The album in Warner Music entered at number 8 in SNEP French Albums Chart in its first week of release. It also charted at number 17 on the Belgian French (Wallonia) Ultratop Albums Chart. The album was in two formats: An ordinary album and a Collectors Edition that included a number of instrumental arrangements of Mike Brant songs.
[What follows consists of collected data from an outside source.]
PR #1869, opened 2025-07-07
Delay fix

tobydickenson:
# Description

I believe this is a fix for #1867. A different fix for this issue was proposed in #1868.

I think the bug is very simple and silly. @janm012012 review please.

GcodeDriver returns **FALSE** if we need a java sleep

https://github.com/openpnp/openpnp/blob/c56e1dd5661a5028a1f3011172dcb14c7278fc38/src/main/java/org/openpnp/machine/reference/driver/GcodeDriver.java#L686-L690

but the motion planner expects drivers to return **TRUE** if we need a java sleep

https://github.com/openpnp/openpnp/blob/c56e1dd5661a5028a1f3011172dcb14c7278fc38/src/main/java/org/openpnp/machine/reference/driver/AbstractMotionPlanner.java#L293-L296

The album contains "Où que tu sois", which was composed by Brant but never released by him.

===Play===
In 2008, the stage play "Mike", which was based on Mike Brant's life, opened at the Beit Lessin Theater in Tel Aviv.

==Discography==
===Albums===

| Title | Album details | Peak chart positions |
FRA
| Mike Brant | Released: 1970; Label: CBS; | — |
| Toutes les couleurs | Released: November 1974; Label: Polydor; | 1 |
"—" denotes releases that did not chart or were not released in that territory.

===Compilation albums===

| Title | Album details | Peak chart positions |  |  |
| BE (WA) | FRA | QUE |
| L'album d'or | Released: December 1972; Label: CBS; | — | 3 | — |
| Les grands succès de Mike Brant | Released: January 1974; Label: Gamma; Quebec-only release; | — | — | 11 |
| L'album d'or vol. 2 | Released: 1974; Label: CBS; | — | — | — |
| Album souvenir | Released: July 1975; Label: Sonopresse; | — | 2 | — |
| Dis-lui | Released: May 1976; Label: Polydir; | — | 3 | — |
| En plein cœur de ta jeunesse | Released: 1980; Label: Polydor; | — | — | — |
| Succès... | Released: 1985; Label: Polydor; | — | — | — |
| 15e Anniversaire | Released: May 1990; Label: EMI Pathé-Marconi; | — | 3 | — |
| 20ème Anniversaire | Released: March 1995; Label: EMI France; | 2 | 1 | — |
| Laisse-moi t'aimer – Le meilleur de Mike Brant | Release date: 14 April 2000; Label: EMI; | 1 | — | 22 |
| L'essentiel | Release date: August 2000; Label: EMI; | — | 76 | — |
| Qui saura | Release date: April 2005; Label: EMI; | 20 | — | — |
| Forever | Release date: November 2006; Label: EMI; | 25 | — | — |
| The Best Of | Release date: 3 April 2009; Label: EMI; | 39 | — | — |
| Éternel | Release date: 23 April 2010; Label: EMI; | — | 88 | — |
| Laisse-moi chanter! | Release date: 29 March 2013; Label: EMI; | 36 | 111 | — |
| L'inoubliable | Release date: 31 October 2014; Label: Warner Music; | 194 | 31 | — |
| Un grand bonheur – Best Of | Release date: 25 May 2018; Label: Warner Music; | 149 | 85 | — |
| Anthologie | Release date: 5 June 2020; Label: Warner Music; | 119 | 178 | — |
"—" denotes releases that did not chart or were not released in that territory.

=== Singles ===

| Name | Year | Peak chart positions |  |  |  |  |  |
| ISR | BE (WA) | FRA | GER | QUE | SWI |
| "Laisse moi t'aimer" | 1970 | 1 | 14 | 1 | — | 1 | — |
| "Cuore di bambina" (Italy-only release) | — | — | — | — | — | — |
| "Un grand bonheur" | — | 43 | 67 | — | — | — |
| "Mais dans la lumière" | 1 | 2 | 8 | 34 | — | — |
| "Nous irons à Sligo" | 1971 | — | 42 | 44 | — | — | — |
| "A corps perdu" | 1 | 32 | — | — | — | — |
| "La fille à aimer" | 4 | — | 35 | — | 19 | — |
| "Qui saura" | 1972 | — | 13 | 1 | — | 4 | — |
| "C'est ma prière" | 2 | 1 | 1 | — | 23 | 2 |
| "Rien qu'une larme" | 1973 | 3 | 1 | 1 | — | 1 | — |
| "Das ist mein Lied" (Germany-only release) | — | — | — | — | — | — |
| "Tout donné tout repris" | 2 | 1 | 1 | — | 1 | — |
| "Viens ce soir" | 1974 | 5 | 8 | 3 | — | 16 | — |
| "C'est comme ça que je t'aime" | — | 13 | 9 | — | — | — |
| "On se retrouve par hasard" | — | 16 | 7 | — | — | — |
| "Qui pourra te dire" | — | 14 | 1 | — | 20 | — |
| "Dis-lui" | 1975 | 1 | 1 | 1 | — | 24 | — |
| "Donne un peu de toi" | 1976 | 1 | 21 | 6 | — | 24 | — |
| "My Way" | — | — | — | — | — | — |
"—" denotes releases that did not chart or were not released in that territory.